Step 4: Evaluate Test Loss and Accuracy

import matplotlib.pyplot as plt
import torch.nn.functional as F

# Initialize a list to store the individual losses
losses = []

# Evaluate the average MSE loss of the model on the test_dataset
model.eval()
total_test_loss = 0
num_test_samples = 0

with torch.no_grad():
    for features, labels in test_loader:
        for i in range(features.size(0)):
            # Extract individual feature and label

            # The unsqueeze(0) adds a batch dimension to the one-hot encoded label, 
            # making it compatible with the model's output shape.

            single_feature = features[i].unsqueeze(0)  # Add batch dimension
            single_label = labels[i]

            # Forward pass
            prediction = model(single_feature)

            # The one-hot encoding converts the class label into a vector with only 0s and 1s.
            # For example, if the class label is 1 for the second class in a 3-class problem,
            # the one-hot encoding would be [0, 1, 0].

            # One-hot encode label and convert to float
            one_hot_label = F.one_hot(single_label, num_classes=3).float().unsqueeze(0)

            # Calculate MSE loss
            loss = F.mse_loss(prediction, one_hot_label)
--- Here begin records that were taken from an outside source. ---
PR #1682, opened 2024-04-25
FIX / Workflow: Always notify on slack for docker image workflows

younesbelkada:
# What does this PR do?

As per title, we were not posting on slack when the docker image build fails, this PR enables it

cc @pacman100 @BenjaminBossan


BenjaminBossan:
@younesbelkada Could you please merge main so that the tests can pass?

BenjaminBossan (approved):
LGTM, thanks.

PR #1683, opened 2024-04-25
FIX: Don't eagerly import bnb for LoftQ

### LINKED ISSUE #1665: `bitsandbytes` is imported eagerly in `peft/utils/loftq_utils.py`
https://github.com/huggingface/peft/pull/1230 makes the import of `bitsandbytes` lazy, however, the fix seems to be imcomplete.
https://github.com/huggingface/peft/blob/5a4b9cade64bac8afdff5006ee9dd815c90b5469/src/peft/utils/loftq_utils.py#L34-L35
Perhaps there can be a test case ensuring that the CUDA context is not initialized after importing `peft`, e.g.:
```python
import torch
import peft
assert not torch.cuda.is_initialized()
```
@BenjaminBossan

BenjaminBossan:
Resolves #1665.

We accidentally added code in `loftq_utils.py` that eagerly imports bnb, which we want to avoid to prevent CUDA from being initialized too early.

### DIFF
--- a/src/peft/utils/loftq_utils.py
+++ b/src/peft/utils/loftq_utils.py
@@ -31,10 +31,6 @@ from transformers.utils.hub import get_checkpoint_shard_files
 from peft.import_utils import is_bnb_4bit_available, is_bnb_available
 
 
-if is_bnb_available():
-    import bitsandbytes as bnb
-
-
 class NFQuantizer:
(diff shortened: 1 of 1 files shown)


younesbelkada (approved):
Thanks !

BenjaminBossan:
As I explained [in this comment](https://github.com/huggingface/peft/issues/1665#issuecomment-2077504313), it is unfortunately not easily possible to write a test for this.

PR #1684, opened 2024-04-26
FIX: upgrade autoawq to latest version

younesbelkada:
cc @BenjaminBossan

### DIFF
--- a/docker/peft-gpu/Dockerfile
+++ b/docker/peft-gpu/Dockerfile
@@ -42,9 +42,9 @@ RUN source activate peft && \
 
 # Add autoawq for quantization testing
 RUN source activate peft && \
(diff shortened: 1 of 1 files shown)


BenjaminBossan:
Would it be possible to use `pip install autoawq` and `pip install autoawq-kernels` to always stay on the latest release?

younesbelkada:
I think this is not possible since the wheels pushed on pypi are specific to some python and cuda version that are diffferent from the one in our docker image

BenjaminBossan (approved):
Thanks for fixing, hopefully we have a :heavy_check_mark: in our CI tomorrow.

> I think this is not possible since the wheels pushed on pypi are specific to some python and cuda version that are diffferent from the one in our docker image

That's too bad, this means we have to constantly keep watch to update the version in the Dockerfile :-/

BenjaminBossan:
Hmm, [still getting](https://github.com/huggingface/peft/actions/runs/8872334776/job/24356524248)
>FAILED tests/test_gpu_examples.py::PeftAwqGPUTests::test_causal_lm_training_awq - NameError: name 'awq_ext' is not defined

PR #1690, opened 2024-04-29
TST: Skiping AWQ tests for now ..

younesbelkada:
As per title and discussed offline, let's skip the awq tests until: https://github.com/casper-hansen/AutoAWQ/issues/466 gets resolved

cc @BenjaminBossan

### DIFF
--- a/tests/test_gpu_examples.py
+++ b/tests/test_gpu_examples.py
@@ -1930,6 +1930,7 @@ class PeftAqlmGPUTests(unittest.TestCase):
             assert trainer.state.log_history[-1]["train_loss"] is not None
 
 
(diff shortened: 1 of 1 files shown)


BenjaminBossan (approved):
Thanks. Let's maybe add a `# TODO` comment so that we don't forget about this?

tests/test_gpu_examples.py
```diff
@@ -1932,6 +1932,7 @@ def test_causal_lm_training_aqlm(self):
 
 @require_torch_gpu
```
younesbelkada, line 1933:
```suggestion
# TODO: unskip the tests once https://github.com/casper-hansen/AutoAWQ/issues/466 is fixed
@require_torch_gpu
```

younesbelkada:
Sure!

PR #1941, opened 2024-07-22
ENH Update VeRA preconfigured models

BenjaminBossan:
Some pre-configured models like mistral used not to work with VeRA because the weight shapes were not identical. However, since #1817, this is no longer a requirement. Therefore, this commented code can now be uncommented.

I have tested mistral and gemma and they worked. I haven't tested btlm and mixtral but with the update, I'm pretty sure they will work too.


BenjaminBossan:
ping @dkopi

BenjaminBossan:
Another gentle ping @dkopi

sayakpaul (approved):
Nice. More the coverage, better the uniformity.

Issue #1939, opened 2024-07-22
Memory usage spike when using `merge_and_unload`


snarayan21:
### System Info

peft version 0.23.4
transformers version 4.42.3

### Who can help?

@BenjaminBossan @sayakpaul

### Information

- [ ] The official example scripts
- [ ] My own modified scripts

### Tasks

- [ ] An officially supported task in the `examples` folder
- [ ] My own task or dataset (give details below)

### Reproduction

```
model = model.merge_and_unload()
```

### Expected behavior

Hi, I'm trying to merge lora adapters into the model with the `merge_and_unload` function. My model is on `cpu`. I'm near the cpu memory limit on my machine so I would like the `merge_and_unload` operation to happen in-place, but there seems to be a spike in memory usage when this function is called, causing cpu OOM. Is there an in-place version of this function / what makes `merge_and_unload` increase cpu memory usage significantly?

BenjaminBossan:
Do you have the error message? Could you also share the PEFT config and what base model you use?

snarayan21:
Hey @BenjaminBossan, there's no error message per se because it's a CPU oom -- the job just crashes. I'm using `meta-llama/Meta-Llama-3-70B` with the peft config below:
```
peft_config:
      r: 16
      peft_type: LORA
      task_type: CAUSAL_LM
      lora_alpha: 32
      lora_dropout: 0
      target_modules:
      - q_proj
      - k_proj
      - v_proj
      - o_proj
      - down_proj
      - up_proj
      - gate_proj
```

            losses.append(loss.item())
            total_test_loss += loss.item()
            num_test_samples += 1

# Calculate average loss across all processed samples
if num_test_samples > 0:
    avg_test_loss = total_test_loss / num_test_samples
    print(f"\nAverage MSE loss on test set ({num_test_samples} samples): {avg_test_loss:.4f}")

    # Plot the losses as a line chart
    plt.figure(figsize=(10, 6))
    plt.plot(range(num_test_samples), losses, label='Sample-wise MSE Loss', color='tab:blue', linewidth=2)
    plt.xlabel("Sample Index")
    plt.ylabel("MSE Loss")
    plt.title("MSE Loss per Sample on Test Set")
    plt.legend()
    plt.grid(True)
    plt.tight_layout()
    plt.show()


Average MSE loss on test set (30 samples): 0.2255

Two things worth noting here!

It should not surprise us that the MSE is generally bad and that it doesn’t get any better. Each time we initialise our MLP, its with random weights and biases, so we expect the MSE to be somewhat sporadic.
Given that there are 3 classes of equal sizes, we expect on average to get about \(33%\) of the guesses right which is why our MSE has values around 0.2 to 0.3.